# Exercise goal:
Restate the entries word for word, leaving nothing out.

Data extracts below:

PR #1804, opened 2020-12-31
bugfix: clear roundDigest when fast catchup is switching off

tsachiherman:
## Summary

The `roundDigest` variable in the `accountUpdates` structure was expected to be cleared out during `initializeFromDisk`, but it wasn't. As a result, a node that has caught up using the fast catchup would produce incorrect catchpoint labels.

## Test Plan

Add a unit test to verify the correctness of the fix. The unit test is far more comprehensive than required, and would detect other potential failure cases that would end up having a different catchpoint label.

### DIFF
--- a/ledger/acctupdates_test.go
+++ b/ledger/acctupdates_test.go
@@ -26,6 +26,7 @@ import (
 	"os"
 	"path/filepath"
 	"runtime"
+	"strings"
 	"sync"
 	"testing"
 	"time"
@@ -43,6 +44,7 @@ import (
 type mockLedgerForTracker struct {
 	dbs      dbPair
 	blocks   []blockEntry
+	deltas   []StateDelta
 	log      logging.Logger
 	filename string
 	inMemory bool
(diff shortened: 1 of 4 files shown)


ledger/acctupdates_test.go
```diff
@@ -57,6 +59,44 @@ func makeMockLedgerForTracker(t testing.TB, inMemory bool) *mockLedgerForTracker
 	return &mockLedgerForTracker{dbs: dbs, log: dblogger, filename: fileName, inMemory: inMemory}
 }
 
+// Fork creates another database which has the same content as the current one. Works only for non-memory databases.
+func (ml *mockLedgerForTracker) Fork(t testing.TB) *mockLedgerForTracker {
```
algorandskiy, line 63: nit: make non-exported

ledger/acctupdates_test.go
```diff
@@ -71,11 +111,20 @@ func (ml *mockLedgerForTracker) Latest() basics.Round {
...
+
 func (ml *mockLedgerForTracker) trackerEvalVerified(blk bookkeeping.Block, accUpdatesLedger ledgerForEvaluator) (StateDelta, error) {
-	delta := StateDelta{
-		hdr: &bookkeeping.BlockHeader{},
+	if len(ml.deltas) > int(blk.Round()) {
+		return ml.deltas[uint64(blk.Round())], nil
+	} else {
+		return StateDelta{
+			hdr: &bookkeeping.BlockHeader{},
+		}, nil
```
algorandskiy, line 126: this looks not obvious at all, could you please comment/explain/make a separate method?

ledger/acctupdates_test.go
```diff
@@ -1343,3 +1392,118 @@ func TestCompactDeltas(t *testing.T) {
...
+	accts[0][testPoolAddr] = pooldata
+
+	sinkdata := basics.AccountData{}
+	sinkdata.MicroAlgos.Raw = 1000 * 1000 * 1000 * 1000
+	sinkdata.Status = basics.NotParticipating
+	accts[0][testSinkAddr] = sinkdata
+
+	au := &accountUpdates{}
+	cfg := config.GetDefaultLocal()
+	cfg.CatchpointInterval = 500
```
algorandskiy, line 1422: looks like setting `CatchpointInterval=20` would speedup the test with the same level of reproducibility

ledger/acctupdates_test.go
```diff
@@ -1343,3 +1392,118 @@ func TestCompactDeltas(t *testing.T) {
...
+		if uint64(i)%cfg.CatchpointInterval == 0 {
+			au.waitAccountsWriting()
+			catchpointLabels[i] = au.GetLastCatchpointLabel()
+			ledgerHistory[i] = ml.Fork(t)
+			defer ledgerHistory[i].close()
+		}
+	}
+
+	// test in revese what happens when we try to repeat the exact same blocks.
+	for startingRound := basics.Round((testCatchpointLabelsCount - 1) * cfg.CatchpointInterval); startingRound > basics.Round(cfg.CatchpointInterval); startingRound -= basics.Round(cfg.CatchpointInterval) {
```
algorandskiy, line 1485: nit: startingRound -> sRound, then maybe `for` cond will be short enough to be seen without scrolling

ledger/acctupdates_test.go
```diff
@@ -1343,3 +1392,118 @@ func TestCompactDeltas(t *testing.T) {
...
+		ml.addMockBlock(blockEntry{block: blk}, delta)
+		accts = append(accts, totals)
+		rewardsLevels = append(rewardsLevels, rewardLevel)
+		roundDeltas[i] = delta
+
+		// if this is a catchpoint round, save the label.
+		if uint64(i)%cfg.CatchpointInterval == 0 {
+			au.waitAccountsWriting()
+			catchpointLabels[i] = au.GetLastCatchpointLabel()
+			ledgerHistory[i] = ml.Fork(t)
```
algorandskiy, line 1479: do we need to care about ledger files deletion?

tsachiherman: Files should be deleted by the close method. I'll double check that tomorrow.

ledger/acctupdates_test.go
tsachiherman: It needs to be greater than the lookback, which defaults to 320.
And yes, we can use a custom protocol here yo do that.

tsachiherman: done

ledger/acctupdates_test.go
tsachiherman: I moved the `startingRound` to it's own line before the for loop, so that it would now fit nicely in view.

algorandskiy (approved):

End of Data extracts.

# The answer:
PR #1804, opened 2020-12-31
bugfix: clear roundDigest when fast catchup is switching off

tsachiherman:
## Summary

The `roundDigest` variable in the `accountUpdates` structure was expected to be cleared out during `initializeFromDisk`, but it wasn't. As a result, a node that has caught up using the fast catchup would produce incorrect catchpoint labels.

## Test Plan

Add a unit test to verify the correctness of the fix. The unit test is far more comprehensive than required, and would detect other potential failure cases that would end up having a different catchpoint label.

### DIFF
--- a/ledger/acctupdates_test.go
+++ b/ledger/acctupdates_test.go
@@ -26,6 +26,7 @@ import (
 	"os"
 	"path/filepath"
 	"runtime"
+	"strings"
 	"sync"
 	"testing"
 	"time"
@@ -43,6 +44,7 @@ import (
 type mockLedgerForTracker struct {
 	dbs      dbPair
 	blocks   []blockEntry
+	deltas   []StateDelta
 	log      logging.Logger
 	filename string
 	inMemory bool
(diff shortened: 1 of 4 files shown)


ledger/acctupdates_test.go
```diff
@@ -57,6 +59,44 @@ func makeMockLedgerForTracker(t testing.TB, inMemory bool) *mockLedgerForTracker
 	return &mockLedgerForTracker{dbs: dbs, log: dblogger, filename: fileName, inMemory: inMemory}
 }
 
+// Fork creates another database which has the same content as the current one. Works only for non-memory databases.
+func (ml *mockLedgerForTracker) Fork(t testing.TB) *mockLedgerForTracker {
```
algorandskiy, line 63: nit: make non-exported

ledger/acctupdates_test.go
```diff
@@ -71,11 +111,20 @@ func (ml *mockLedgerForTracker) Latest() basics.Round {
...
+
 func (ml *mockLedgerForTracker) trackerEvalVerified(blk bookkeeping.Block, accUpdatesLedger ledgerForEvaluator) (StateDelta, error) {
-	delta := StateDelta{
-		hdr: &bookkeeping.BlockHeader{},
+	if len(ml.deltas) > int(blk.Round()) {
+		return ml.deltas[uint64(blk.Round())], nil
+	} else {
+		return StateDelta{
+			hdr: &bookkeeping.BlockHeader{},
+		}, nil
```
algorandskiy, line 126: this looks not obvious at all, could you please comment/explain/make a separate method?

ledger/acctupdates_test.go
```diff
@@ -1343,3 +1392,118 @@ func TestCompactDeltas(t *testing.T) {
...
+	accts[0][testPoolAddr] = pooldata
+
+	sinkdata := basics.AccountData{}
+	sinkdata.MicroAlgos.Raw = 1000 * 1000 * 1000 * 1000
+	sinkdata.Status = basics.NotParticipating
+	accts[0][testSinkAddr] = sinkdata
+
+	au := &accountUpdates{}
+	cfg := config.GetDefaultLocal()
+	cfg.CatchpointInterval = 500
```
algorandskiy, line 1422: looks like setting `CatchpointInterval=20` would speedup the test with the same level of reproducibility

ledger/acctupdates_test.go
```diff
@@ -1343,3 +1392,118 @@ func TestCompactDeltas(t *testing.T) {
...
+		if uint64(i)%cfg.CatchpointInterval == 0 {
+			au.waitAccountsWriting()
+			catchpointLabels[i] = au.GetLastCatchpointLabel()
+			ledgerHistory[i] = ml.Fork(t)
+			defer ledgerHistory[i].close()
+		}
+	}
+
+	// test in revese what happens when we try to repeat the exact same blocks.
+	for startingRound := basics.Round((testCatchpointLabelsCount - 1) * cfg.CatchpointInterval); startingRound > basics.Round(cfg.CatchpointInterval); startingRound -= basics.Round(cfg.CatchpointInterval) {
```
algorandskiy, line 1485: nit: startingRound -> sRound, then maybe `for` cond will be short enough to be seen without scrolling

ledger/acctupdates_test.go
```diff
@@ -1343,3 +1392,118 @@ func TestCompactDeltas(t *testing.T) {
...
+		ml.addMockBlock(blockEntry{block: blk}, delta)
+		accts = append(accts, totals)
+		rewardsLevels = append(rewardsLevels, rewardLevel)
+		roundDeltas[i] = delta
+
+		// if this is a catchpoint round, save the label.
+		if uint64(i)%cfg.CatchpointInterval == 0 {
+			au.waitAccountsWriting()
+			catchpointLabels[i] = au.GetLastCatchpointLabel()
+			ledgerHistory[i] = ml.Fork(t)
```
algorandskiy, line 1479: do we need to care about ledger files deletion?

tsachiherman: Files should be deleted by the close method. I'll double check that tomorrow.

ledger/acctupdates_test.go
tsachiherman: It needs to be greater than the lookback, which defaults to 320.
And yes, we can use a custom protocol here yo do that.

tsachiherman: done

ledger/acctupdates_test.go
tsachiherman: I moved the `startingRound` to it's own line before the for loop, so that it would now fit nicely in view.

algorandskiy (approved):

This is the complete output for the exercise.